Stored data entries

PR #70, opened 2023-05-17
Prototyping Pages Functions

humphd:
Trying to get Pages Functions wired in so we can do GitHub auth, sharing, etc.  The docs make it sound like this is all I need to do.  Let's find out!

### DIFF
--- a/functions/api/login.ts
+++ b/functions/api/login.ts
@@ -1,0 +1,68 @@
+// TODO: check token https://docs.github.com/en/rest/apps/oauth-applications?apiVersion=2022-11-28#check-a-token
+
+interface Env {
+  CLIENT_ID: string;
+  CLIENT_SECRET: string;
+}
+
+// Handle CORS pre-flight request
+export const onRequestOptions: PagesFunction = async () => {
+  return new Response(null, {
+    headers: {
+      "Access-Control-Allow-Origin": "*",
+      "Access-Control-Allow-Methods": "GET, POST, OPTIONS",
+      "Access-Control-Allow-Headers": "Content-Type",
+    },
+  });
+};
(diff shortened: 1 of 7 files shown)


humphd:
I want to use this PR to add GitHub OAuth login support.  Here's a list of what I think we need to do in order to make that happen:

1. On GitHub, create a [new OAuth App](https://docs.github.com/en/apps/oauth-apps/building-oauth-apps/creating-an-oauth-app).  For the **Authorization callback URL** in production, I wonder if we should put all functions under `functions/api/*` so it would be https://chatcraft.org/api/login.  For scopes, I don't think we need any, since all we want to do is know that this user is who they say that they are, and to access public info (e.g., we don't want to create/manage any GitHub objects, right?)
2. Get the `CLIENT_ID` and `CLIENT_SECRET` for the OAuth app.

→ **What the task asks**
Show me every line of the entries above that holds "make".

→ **Response for this exercise**
Trying to get Pages Functions wired in so we can do GitHub auth, sharing, etc.  The docs make it sound like this is all I need to do.  Let's find out!
I want to use this PR to add GitHub OAuth login support.  Here's a list of what I think we need to do in order to make that happen:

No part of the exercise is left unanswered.